It could be valuable deontologically, but let’s put that aside for one sec. So it’s either valuable for certain individuals, or for species (dubious notion) or it just constitutes good world states. Good for individuals doesn’t make sense, is only death worse for the last individual of a species or are all harms? Are all benefits better? Good qua world states needs some measure of value a la the gini coefficient, but what measure makes any sense, and how is it commensurate with animal welfare? Is the value purely aesthetic in an objective way? Is it good because it’s good for humans?

Claude on Key Contemporary Approaches (I swear I thought of a different option though):

  1. Information/Option Value Theories (Norton, Maier)

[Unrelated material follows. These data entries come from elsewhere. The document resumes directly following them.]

PR #8300, opened 2019-06-13
Firestore error get all removes non existing snapshot fixed

### LINKED ISSUE #7564: Firestore: get_all removes .id key for non existing DocumentSnapshot
When I use the `get_all` function to load documents and some are non-existing the DocumentSnapshot which are non-existing lose their `.id` key. That is unfortunate as I don't know which document lost its ID. However, it's still possible to call `.exists`.

Requesting the exact same non-existing object from the database, also return a DocumentSnapshot while this time, the `.id` can be referenced and exists.

#### Environment details

1.) Firestore
2.) Linux-4.14.104-78.84.amzn1.x86_64-x86_64-with-glibc2.9
3.)  Python 3.6.5 :: Anaconda custom (64-bit)
4.) google-cloud-firestore==0.31.0

#### Code example

```python

print(db.collection("something").document('thisDoesNotExists').get().exists)
# produces: False
print(db.collection("something").document('thisDoesNotExists').get().id)
# produces: thisDoesNotExists
print(list(db.get_all([db.collection("something").document('thisDoesNotExists')]))[0].exists)
# produces: False
print(list(db.get_all([db.collection("something").document('thisDoesNotExists')]))[0].id)
# produces: See Stack trace
```

#### Stack trace
```
AttributeError                            Traceback (most recent call last)
<ipython-input-218-5094e5147636> in <module>()
      2 print(db.collection("something").document('thisDoesNotExists').get().id)
      3 print(list(db.get_all([db.collection("something").document('thisDoesNotExists')]))[0].exists)
----> 4 print(list(db.get_all([db.collection("something").document('thisDoesNotExists')]))[0].id)

~/anaconda3/envs/python3/lib/python3.6/site-packages/google/cloud/firestore_v1beta1/document.py in id(self)
    592             str: The last component of the path of the document.
    593         """
--> 594         return self._reference.id
    595 
    596     @property

AttributeError: 'NoneType' object has no attribute 'id'
```

pchauhan-qlogic:
Fix #7564

### DIFF
--- a/firestore/google/cloud/firestore_v1/document.py
+++ b/firestore/google/cloud/firestore_v1/document.py
@@ -603,11 +603,9 @@ class DocumentSnapshot(object):
         """The document identifier (within its collection).
 
         Returns:
-            str: The last component of the path of the document if it exists.
+            str: The last component of the path of the document.
         """
-        if self._reference:
-            return self._reference.id
-        return None
+        return self._reference.id
 
     @property
     def reference(self):
--- a/firestore/google/cloud/firestore_v1/document.py
+++ b/firestore/google/cloud/firestore_v1/document.py
@@ -603,7 +603,7 @@ class DocumentSnapshot(object):
         """The document identifier (within its collection).
 
         Returns:
-            str: The last component of the path of the document if document exist..
+            str: The last component of the path of the document if it exists.
         """
         if self._reference:
             return self._reference.id
--- a/firestore/google/cloud/firestore_v1/document.py
+++ b/firestore/google/cloud/firestore_v1/document.py
@@ -603,10 +603,11 @@ class DocumentSnapshot(object):
         """The document identifier (within its collection).
 
         Returns:
-            str: The last component of the path of the document.
+            str: The last component of the path of the document if document exist..
         """
         if self._reference:
             return self._reference.id
+        return None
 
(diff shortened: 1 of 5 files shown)


firestore/google/cloud/firestore_v1/document.py
```diff
@@ -603,9 +603,11 @@ def id(self):
         """The document identifier (within its collection).
 
         Returns:
-            str: The last component of the path of the document.
+            str: The last component of the path of the document if document exist..
```
sduskis: s/if document exist../if it exists./

pchauhan-qlogic: changed

tseaver:
Fixing #7564 would require changing `google.cloud.firestore_v1.client._parse_batch_get` to parse out the values necessary to construct a reference from the `missing` value, as specified in the [API reference](google.firestore.v1.BatchGetDocumentsResponse.FIELDS.string.google.firestore.v1.BatchGetDocumentsResponse).

We would like to have as an invariant that a `DocumentSnapshot` returned from our APIs *never* has a `_reference` attribute set to `None`.

pchauhan-qlogic:
I am closing this pr there is more redudant code

PR #8303, opened 2019-06-13
Refactor `to_dataframe` deterministicly update progress bar.

### LINKED ISSUE #8175: BigQuery: 'test_to_dataframe_w_bqstorage_nonempty' unit test flakes
From this [failed Kokoro job](https://source.cloud.google.com/results/invocations/7094b690-9af4-4159-922f-94d4b2c20da8/targets/cloud-devrel%2Fclient-libraries%2Fgoogle-cloud-python%2Fpresubmit%2Fbigquery/log):

```python
____________ TestRowIterator.test_to_dataframe_w_bqstorage_nonempty ____________
self = <tests.unit.test_table.TestRowIterator testMethod=test_to_dataframe_w_bqstorage_nonempty>
    @unittest.skipIf(pandas is None, "Requires `pandas`")
    @unittest.skipIf(
        bigquery_storage_v1beta1 is None, "Requires `google-cloud-bigquery-storage`"
    )
    def test_to_dataframe_w_bqstorage_nonempty(self):
        from google.cloud.bigquery import schema
        from google.cloud.bigquery import table as mut
        from google.cloud.bigquery_storage_v1beta1 import reader
        # Speed up testing.
        mut._PROGRESS_INTERVAL = 0.01
        bqstorage_client = mock.create_autospec(
            bigquery_storage_v1beta1.BigQueryStorageClient
        )
        streams = [
            # Use two streams we want to check frames are read from each stream.
            {"name": "/projects/proj/dataset/dset/tables/tbl/streams/1234"},
            {"name": "/projects/proj/dataset/dset/tables/tbl/streams/5678"},
        ]
        session = bigquery_storage_v1beta1.types.ReadSession(streams=streams)
        session.avro_schema.schema = json.dumps(
            {
                "fields": [
                    {"name": "colA"},
                    # Not alphabetical to test column order.
                    {"name": "colC"},
                    {"name": "colB"},
                ]
            }
        )
        bqstorage_client.create_read_session.return_value = session
        mock_rowstream = mock.create_autospec(reader.ReadRowsStream)
        bqstorage_client.read_rows.return_value = mock_rowstream
        mock_rows = mock.create_autospec(reader.ReadRowsIterable)
        mock_rowstream.rows.return_value = mock_rows
        page_items = [
            {"colA": 1, "colB": "abc", "colC": 2.0},
            {"colA": -1, "colB": "def", "colC": 4.0},
        ]
        def blocking_to_dataframe(*args, **kwargs):
            # Sleep for longer than the waiting interval so that we know we're
            # only reading one page per loop at most.
            time.sleep(2 * mut._PROGRESS_INTERVAL)
            return pandas.DataFrame(page_items, columns=["colA", "colB", "colC"])
        mock_page = mock.create_autospec(reader.ReadRowsPage)
        mock_page.to_dataframe.side_effect = blocking_to_dataframe
        mock_pages = (mock_page, mock_page, mock_page)
        type(mock_rows).pages = mock.PropertyMock(return_value=mock_pages)
        # Test that full queue errors are ignored.
        mock_queue = mock.create_autospec(mut._NoopProgressBarQueue)
        mock_queue().put_nowait.side_effect = queue.Full
        schema = [
            schema.SchemaField("colA", "IGNORED"),
            schema.SchemaField("colC", "IGNORED"),
            schema.SchemaField("colB", "IGNORED"),
        ]
        row_iterator = mut.RowIterator(
            _mock_client(),
            None,  # api_request: ignored
            None,  # path: ignored
            schema,
            table=mut.TableReference.from_string("proj.dset.tbl"),
            selected_fields=schema,
        )
        with mock.patch.object(mut, "_NoopProgressBarQueue", mock_queue), mock.patch(
            "concurrent.futures.wait", wraps=concurrent.futures.wait
        ) as mock_wait:
            got = row_iterator.to_dataframe(bqstorage_client=bqstorage_client)
        # Are the columns in the expected order?
        column_names = ["colA", "colC", "colB"]
        self.assertEqual(list(got), column_names)
        # Have expected number of rows?
        total_pages = len(streams) * len(mock_pages)
        total_rows = len(page_items) * total_pages
        self.assertEqual(len(got.index), total_rows)
        # Make sure that this test looped through multiple progress intervals.
        self.assertGreaterEqual(mock_wait.call_count, 2)
        # Make sure that this test pushed to the progress queue.
>       self.assertEqual(mock_queue().put_nowait.call_count, total_pages)
E AssertionError: 5 != 6
```

tswast:
Previously, a background thread was used to collect progress bar updates
from worker threads. So as not to block downloads for progress bar
updates, `put_nowait` was used to make progress bar updates. Missed
writes to the progress bar were ignored. This caused non-deterministic
progress bar updates and test flakiness.

Now, worker threads push dataframes to the queue, and the return values
for `download_dataframe_bqstorage` and
`download_dataframe_tabledata_list` have been updated to return an
iterable of pandas DataFrame objects instead of a single DataFrame. This
allows progress bar updates to be done independently of which underlying
API is used to download the DataFrames.

Also, the logic for working with pandas has been moved to the
`_pandas_helpers` module.

Closes #8175


bigquery/google/cloud/bigquery/_pandas_helpers.py
```diff
@@ -176,5 +207,163 @@ def to_parquet(dataframe, bq_schema, filepath):
...
+                except queue.Empty:  # pragma: NO COVER
+                    continue
+
+            # Return any remaining values after the workers finished.
+            while not worker_queue.empty():
+                try:
+                    # Include a timeout because even though the queue is
+                    # non-empty, it doesn't guarantee that a subsequent call to
+                    # get() will not block.
+                    frame = worker_queue.get(timeout=_PROGRESS_INTERVAL)
```
plamut: Since the only place that _takes_ the items from the queue is here (the workers only maybe-put them in the queue), what's the case of the `get()` call blocking? Isn't the queue always non-empty at this point, meaning that `get()` will never block (or raise `Empty` if timeout is used)?

bigquery/google/cloud/bigquery/_pandas_helpers.py
```diff
@@ -176,5 +207,163 @@ def to_parquet(dataframe, bq_schema, filepath):
...
+                    future.result()
+
+                try:
+                    frame = worker_queue.get(timeout=_PROGRESS_INTERVAL)
+                    yield frame
+                except queue.Empty:  # pragma: NO COVER
+                    continue
+
+            # Return any remaining values after the workers finished.
+            while not worker_queue.empty():
```
plamut: Just trying to understand the possible scenarios, in what cases could there be leftovers in the queue that we would have to clean up here?

If a `_download_dataframe_bqstorage_stream()` future completes and ends up in the `done` list, it means that one of the following has happened when we reach this code:
- A frame was put in the queue and the function returned normally. In this case we would have already taken the frame from the queue and yielded it a few lines above.
Unless ...
- ...an exception occurred in one of the `done` workers. The `future.result()` would propagate that exception, we would jump to the `finally` block, and this queue-clearing loop would not be executed.

I might be missing something, thus mostly bringing this up as a sanity check.

bigquery/google/cloud/bigquery/_pandas_helpers.py
```diff
@@ -176,5 +207,163 @@ def to_parquet(dataframe, bq_schema, filepath):
...
+                    dtypes,
+                    session,
+                    stream,
+                    worker_queue,
+                )
+                for stream in session.streams
+            ]
+
+            while not_done:
+                done, not_done = _nowait(not_done)
```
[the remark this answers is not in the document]
tswast: There are two things that I'm waiting for: the worker queue (all the DataFrames as they are processed from each thread) and for the threads to complete. I want the worker queue to take precedence.

If the queue fills up, it can block processing because the threads will block until an item is pulled from the queue. I actually encountered this behavior when I first implemented this code, as it manifested as much slower than expected download speeds. See the following picture:

wait for queue vs  wait for futures (1)

Notice that most of the `put` calls block because of a full queue.

One way to address the full queue is to have an inner loop to drain the queue each time. I actually tried this, too, but it resulted in bursty reads. Many `put` calls still would block.

wait for queue vs  wait for futures (2)

What I've implemented instead is to not ever wait for the threads to finish, and instead block on the queue.

wait for queue vs  wait for futures

This could result in waiting longer than we need to at the end, since we could wait for a full `_PROGRESS_INTERVAL` before noticing that all streams are finished. Since these streams are expected to last quite long compared to the `_PROGRESS_INTERVAL`, I'm not as concerned about that. My main motivation is to ensure that `put` calls do not block.

bigquery/google/cloud/bigquery/_pandas_helpers.py
```diff
@@ -176,5 +207,163 @@ def to_parquet(dataframe, bq_schema, filepath):
...
+    session,
+    stream,
+    worker_queue,
+):
+    position = bigquery_storage_v1beta1.types.StreamPosition(stream=stream)
+    rowstream = bqstorage_client.read_rows(position).rows(session)
+
+    for page in rowstream.pages:
+        if download_state.done:
+            return
```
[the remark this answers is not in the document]
tswast: There are two ways that `download_state.done` could be set:

1. All streams have completed and been processed. (This branch won't be hit in that case, as the thread is already exited.)
2. One of the worker threads has thrown an exception (or KeyboardInterrupt or something was thrown in the main thread). In this case, we don't care at all about in-flight frames because everything is getting thrown out anyway.

bigquery/google/cloud/bigquery/_pandas_helpers.py
tswast: On the very last iteration of the "wait for all worker threads to be done" loop, it's possible that we pulled everything from the queue but between when we `yield`ed the last item and we checked for the workers to be done a worker wrote to the queue.

* reader: get
* reader: yield
* (function using these results does stuff)
* worker: put
* worker: done
* reader: all done!
* reader: oh wait, there's still something on the queue

bigquery/google/cloud/bigquery/_pandas_helpers.py
tswast: Yes, this is the only thread that reads from the queue. So, since the queue is non-empty, this call should never block.

I'm being conservative here, since the [Python docs for Queue.empty()](https://docs.python.org/3/library/queue.html#queue.Queue.empty) aren't specific about in what cases we can expect `get` to not block.

plamut: I checked the [source](https://github.com/python/cpython/blob/3.7/Lib/queue.py#L169-L170), it only blocks when the queue is empty. But I'm also fine with conservative approach in general, since an incorrect assumption can result in a much more severe bug than having a few extra lines of code.

bigquery/google/cloud/bigquery/_pandas_helpers.py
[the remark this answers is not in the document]
plamut: Great, thanks, makes perfect sense!

bigquery/google/cloud/bigquery/_pandas_helpers.py
```diff
@@ -331,6 +331,12 @@ def download_dataframe_bqstorage(
             ]
 
             while not_done:
+                # Don't block on the worker threads. For performance reasons,
+                # we want to block on the queue's get method, instead. This
+                # prevents the queue from filling up, because the main thread
+                # has smaller gaps in time between calls to the queue's get
+                # method. For a detailed explaination, see:
+                # https://friendliness.dev/2019/06/18/python-nowait/
```
plamut: This is great. :+1:

33558903:
#8303

Issue #7563, opened 2019-03-27
IntEnum as a value type


onlined:
**For Datastore:**
I think that instances of `IntEnum` can be serialized as their integer values. Its implementation is easy, and it would allow to use enumeration types easily.

tseaver:
@onlined Can you show an example of how you would use it?  If we convert an instance of `enum.IntEnum` to an int when storing it into an entity, that conversion will be lossy:  we won't get an `IntEnum` back after reading the entity later.

onlined:
The example:
```py
class EmployeeType(IntEnum):
	PART_TIME = 0
	FULL_TIME = 1
	REMOTE = 2

# employee_entity is an instance of Entity
employee_entity['type'] = EmployeeType.PART_TIME.value # I don't want to enter .value
employee_entity.put()
```

tseaver:
@onlined OK, but what do you expect to happen when fetching the entity later via `get()`?  If we convert the enum to its integer value implicitly, then you will just get the integer back, not the `EmployeeType.PART_TIME` enum.

onlined:
@tseaver Yes, but it would be comparable with the enum, and I think that's the most common case of using an enum.
```py
if employee_entity['type'] == EmployeeType.PART_TIME:
	# Do something here
	pass
```

PR #8304, opened 2019-06-14
Datastore: allow IntEnum as a value type

IlyaFaer:
Closes: #7563


datastore/google/cloud/datastore/entity.py
```diff
@@ -173,6 +173,11 @@ def __ne__(self, other):
         """
         return not self == other
 
+    def __setitem__(self, key, value):
+        if isinstance(value, enum.Enum):
+            value = value.value
+        return super(Entity, self).__setitem__(key, value)
```
IlyaFaer: If-statement for enums

datastore/tests/unit/test_entity.py
```diff
@@ -221,6 +222,18 @@ def test___repr___w_key_non_empty(self):
         expected = "<Entity%s %s>" % (flat_path, entity_vals)
         self.assertEqual(repr(entity), expected)
 
+    def test__set_item_enum(self):
+        """Test if given Enum converts to int."""
+        entity = self._make_one(key=_Key())
+        entity['some_value'] = _IntEnum.VALUE_1
+
+        self.assertEqual(type(entity['some_value']), int)
```
IlyaFaer: Type check needed, 'cause enum and int are comparable, so second assert will be True no matter enum or int stored in Entity

mf2199:
@tseaver @crwilcox @frankyn A friendly reminder: This PR has been hanging out for awhile. We could use some feedback regarding its status.

frankyn:
Summoning @benwhitehead our datastore/firestore colleague.

BenWhitehead:
I am not personally familiar with enums in Python, so I'll have to defer to @crwilcox on this one.

datastore/tests/unit/test_entity.py
```diff
@@ -221,6 +222,18 @@ def test___repr___w_key_non_empty(self):
         expected = "<Entity%s %s>" % (flat_path, entity_vals)
         self.assertEqual(repr(entity), expected)
 
+    def test__set_item_enum(self):
+        """Test if given Enum converts to int."""
+        entity = self._make_one(key=_Key())
+        entity["some_value"] = _IntEnum.VALUE_1
+
+        self.assertEqual(type(entity["some_value"]), int)
+        self.assertEqual(entity["some_value"], _IntEnum.VALUE_1.value)
```
crwilcox: This test doesn't currently reflect how I expect this to be used. I Expect most users will be doing

```suggestion
        self.assertEqual(entity["some_value"], _IntEnum.VALUE_1)
        self.assertEqual(entity["some_value"], _IntEnum.VALUE_1.value)
```

Can this test be changed to assert the pattern we expect to be used?

IlyaFaer: Sure, I've tried it minute ago, test was success

datastore/google/cloud/datastore/entity.py
```diff
@@ -173,6 +173,11 @@ def __ne__(self, other):
         """
         return not self == other
 
+    def __setitem__(self, key, value):
```
crwilcox: It seems odd having this one change from the default serialization into the dict. We have a `def entity_to_protobuf(entity):` method. Is this the correct place to do this?

IlyaFaer: I think, in issue they were speaking only about converting fields of entity, like `employee_entity['type'] == EmployeeType.PART_TIME`, while `entity_to_protobuf` converts the whole entity

crwilcox: https://github.com/googleapis/google-cloud-python/blob/master/datastore/google/cloud/datastore/helpers.py#L216 already walks the entity to convert types. Could this be done there?

IlyaFaer: [setitem](https://docs.python.org/3/reference/datamodel.html#object.__setitem__) will be called every time user will try to put value into field, like
`entity['field'] = some_enum`
And enum's `int` representation will be stored. So `entity_to_protobuf` don't really need any changes, 'cause values will already be ints when you'll call `entity_to_protobuf`

But if we'll move this changes to `entity_to_protobuf`, user will be storing pure enums into entity fields, and if he'll try to get field value like:
`entity['field']`
He'll got a enum, instead of `int`. And he wants to get `int` in a first place

BenWhitehead:
@crwilcox Can you take another pass at this?

IlyaFaer:
A friendly ping

PR #8375, opened 2019-06-17
Storage: add 'Client.list_blobs(bucket_or_name)'.

IlyaFaer:
Made item from redesign doc: "New method: client.list_blobs(bucket_or_name), which functions the same as Bucket.list_blobs()"
https://github.com/googleapis/google-cloud-python/issues/7762


storage/google/cloud/storage/client.py
```diff
@@ -153,6 +153,26 @@ def _pop_batch(self):
         """
         return self._batch_stack.pop()
 
+    def _use_or_init_bucket(self, bucket_or_name):
```
IlyaFaer: Made a helper - for now it's used in 3 places

storage/tests/unit/test_bucket.py
```diff
@@ -782,19 +782,6 @@ def test_list_blobs_w_all_arguments_and_user_project(self):
...
-        connection = _Connection({"items": []})
-        client = _Client(connection)
-        bucket = self._make_one(client=client, name=NAME)
-        iterator = bucket.list_blobs()
-        blobs = list(iterator)
-        self.assertEqual(blobs, [])
-        kw, = connection._requested
-        self.assertEqual(kw["method"], "GET")
-        self.assertEqual(kw["path"], "/b/%s/o" % NAME)
-        self.assertEqual(kw["query_params"], {"projection": "noAcl"})
```
IlyaFaer: This is full copy of another test named test_list_blobs_defaults

storage/tests/unit/test_client.py
```diff
@@ -821,3 +896,39 @@ def dummy_response():
         self.assertEqual(page.remaining, 0)
         self.assertIsInstance(bucket, Bucket)
         self.assertEqual(bucket.name, blob_name)
+
+
+class _Connection(object):
```
IlyaFaer: Analogy to class from bucket tests

storage/google/cloud/storage/bucket.py
```diff
@@ -770,6 +770,11 @@ def list_blobs(
         :returns: Iterator of all :class:`~google.cloud.storage.blob.Blob`
                   in this bucket matching the arguments.
         """
+        warnings.warn(
+            "Bucket.list_blobs method is deprecated. Use Client.list_blobs instead.",
+            PendingDeprecationWarning,
+            stacklevel=2,
+        )
```
IlyaFaer: Not sure about this. It will warn if you call Client.list_blobs too

tswast: Let's wait to mark these as deprecated until we move all the actual implementation out of the Blob and Bucket classes into the Client class.

storage/google/cloud/storage/client.py
tswast: Nit on naming: how about `_bucket_arg_to_bucket` to align with the similar helper in BigQuery?

https://github.com/googleapis/google-cloud-python/blob/0e231cab5f066ae5b3e254d0cb7d204e3dac7ebc/bigquery/google/cloud/bigquery/table.py#L1771

Also, this might be well suited for the `bucket.py` module, similar to BigQuery, as I expect the `client.py` file will expand and the `bucket.py` file will shrink as we move implementation over to get ready for deprecation.

storage/google/cloud/storage/client.py
```diff
@@ -394,6 +404,82 @@ def download_blob_to_file(self, blob_or_uri, file_obj, start=None, end=None):
...
+
+        If :attr:`user_project` is set, bills the API request to that project.
+
+        bucket_or_name (Union[ \
+            :class:`~google.cloud.storage.bucket.Bucket`, \
+             str, \
+        ]):
+            The bucket resource to pass or name to create.
+
+        :type max_results: int
```
tswast: Use Google-style docstrings. https://sphinxcontrib-napoleon.readthedocs.io/en/latest/example_google.html#example-google

storage/tests/unit/test_client.py
tswast: I'd prefer that we use mocks rather than add this class.

See:

https://github.com/googleapis/google-cloud-python/blob/0e231cab5f066ae5b3e254d0cb7d204e3dac7ebc/bigquery/tests/unit/helpers.py#L16-L24

and how it is used:

https://github.com/googleapis/google-cloud-python/blob/0e231cab5f066ae5b3e254d0cb7d204e3dac7ebc/bigquery/tests/unit/test_client.py#L169-L173

storage/google/cloud/storage/client.py
IlyaFaer: No problem, renamed

storage/tests/unit/test_client.py
IlyaFaer: Redone with similar mock

storage/google/cloud/storage/client.py
IlyaFaer: Okey, it's done

storage/google/cloud/storage/bucket.py
```diff
@@ -721,6 +721,9 @@ def list_blobs(
     ):
         """Return an iterator used to find blobs in the bucket.
 
+        .. note::
+          Direct use of this method is deprecated. Use Client.list_blobs instead.
```
tswast: Nit. Add backticks for sphinx to render as code font.

```
Use ``Client.list_blobs`` instead.
```

PR #8380, opened 2019-06-17
IoT: Add docs publish job.

busunkim96:


.kokoro/publish-docs.sh
```diff
@@ -0,0 +1,28 @@
+#!/bin/bash
+
+set -eo pipefail
+
+# Disable buffering, so that the logs stream through.
+export PYTHONUNBUFFERED=1
+
+cd github/google-cloud-python/${PACKAGE}
+
+VERSION=$(python3 ../test_utils/scripts/get_package_version.py)
```
tseaver: ISTM this would be much better as:

```bash
$ python3 setup.py --version
```

busunkim96: Thank you!

PR #8381, opened 2019-06-18
Container Analysis: Add get_grafeas_client method.

busunkim96:
This allows for someone to get a Grafeas Client from a Container Analysis Client.


containeranalysis/setup.py
```diff
@@ -20,61 +20,60 @@
...
+version = "0.1.0"
+release_status = "3 - Alpha"
 dependencies = [
-  'google-api-core[grpc] >= 1.4.1, < 2.0.0dev',
-  'grpc-google-iam-v1 >= 0.11.1, < 0.12dev',
-  'enum34; python_version < "3.4"',
+    "google-api-core[grpc] >= 1.4.1, < 2.0.0dev",
+    "grpc-google-iam-v1 >= 0.11.1, < 0.12dev",
+    'enum34; python_version < "3.4"',
+    "grafeas",
```
tseaver: Is `grafeas` supposed to be an unconditional dependency for `google-cloud-containeranalysis`?

containeranalysis/google/cloud/devtools/containeranalysis_v1/gapic/container_analysis_client.py
```diff
@@ -39,6 +39,9 @@
 from google.iam.v1 import policy_pb2
 
 
+from grafeas import grafeas_v1
+from grafeas.grafeas_v1.gapic.transports import grafeas_grpc_transport
+
```
tseaver: If `grafeas` is *not* supposed to be an unconditional dependency, then these two imports need to be wrapped:

```python
try:
    from grafeas import grafeas_v1
    from grafeas.grafeas_v1.gapic.transports import grafeas_grpc_transport
except ImportError:
    grafeas_v1 = None
    grafeas_grpc_transport = None
```

containeranalysis/setup.py
busunkim96: Yes, we want it to be unconditional

PR #8415, opened 2019-06-18
Release pubsub 0.42.0

sduskis:


busunkim96:
I don't if something is up with releasetool, but could you also bump the version in the setup.py?

sduskis:
@busunkim96, thanks for the catch.  Updated.

PR #693, opened 2022-09-27
Optimize prepared polygon distance

dbaston:
The implementation of `PreparedPolygonDistance` begins with a call to `PreparedPolygonIntersects` to cover the case where a containment relationship exists between the target and test geometries. However, the segment intersection test performed by `PreparedPolygonIntersects` is unnecessary. If any segment intersect, they will be found by `IndexedFacetDistance`.

This PR improves the performance of `PreparedPolygonDistance` by performing the PIP containment tests directly within `PreparedPolygonDistance` and avoiding the call to `PreparedPolygonIntersects`. In the following performance test, which relies heavily on `PreparedPolygonDistance`, runtime is reduced by 45%.

`bin/geosop clusterWithin 1e-3 -t -q -a ~/data/world.wkt`

This should bring additional performance improvements to #692.

### DIFF
--- a/NEWS.md
+++ b/NEWS.md
@@ -18,7 +18,8 @@ xxxx-xx-xx
   - GeometryPrecisionReducer: Return correct dimensionality for empty results (GH-684, Dan Baston)
   - Improve performance of coverage union (GH-681, Dan Baston)
   - Improve performance of prepared polygon intersection (GH-690, Dan Baston)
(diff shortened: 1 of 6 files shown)


dbaston:
This also brings performance of prepared zero-distance check ahead of prepared intersection testing. I think this essentially means `IndexedFacetDistance` is outperforming `MCIndexSegmentSetMutualIntersector` for this dataset.

pramsey:
Good get!

PR #699, opened 2022-10-11
Fix LineSegment.orientationIndex(LineSegment)

dr-jts:
Fix `LineSegment.orientationIndex(LineSegment)` to have correct result for the case of a non-collinear segment on the right side of the target segment.

Port of https://github.com/locationtech/jts/pull/914


strk:
> Love a two character fix...

Meaning there's no unit test ? :)

pramsey:
There's several! But the fix is two-char.

PR #701, opened 2022-10-13
Add CoordinateXY type

dbaston:
This PR adds a `CoordinateXY` type and uses it throughout portions of the `algorithm` namespace that only work in 2D.

The current `Coordinate` type is changed to inherit from `CoordinateXY`. There are no virtual methods, so there is no penalty compared to the current implementation.


dbaston:
Any objections?

dr-jts:
Seems reasonable, as a step along the path to supporting multiple coordinate dimensions.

  • Biodiversity represents unique evolutionary information
  • Focus on preserving future options/possibilities
  • Links to discussions of transformative experience and option value in decision theory
  • Challenge: Needs stronger grounding for why information/options have non-instrumental value
  1. Systemic Property Views (Callicott, Rolston)
  • Value emerges from ecological relationships/processes
  • Not reducible to individual welfare or species
  • Draws on process philosophy and systems theory
  • Current challenge: Making this compatible with welfare-focused ethics
  1. Natural-Historical Value (O’Neill, Holland, Light)
  • Value derives from historical processes that produced diversity
  • Similar to cultural heritage preservation arguments
  • Challenge: Distinguishing from aesthetic/instrumental value
  1. Environmental Virtue Ethics (Hill, Sandler)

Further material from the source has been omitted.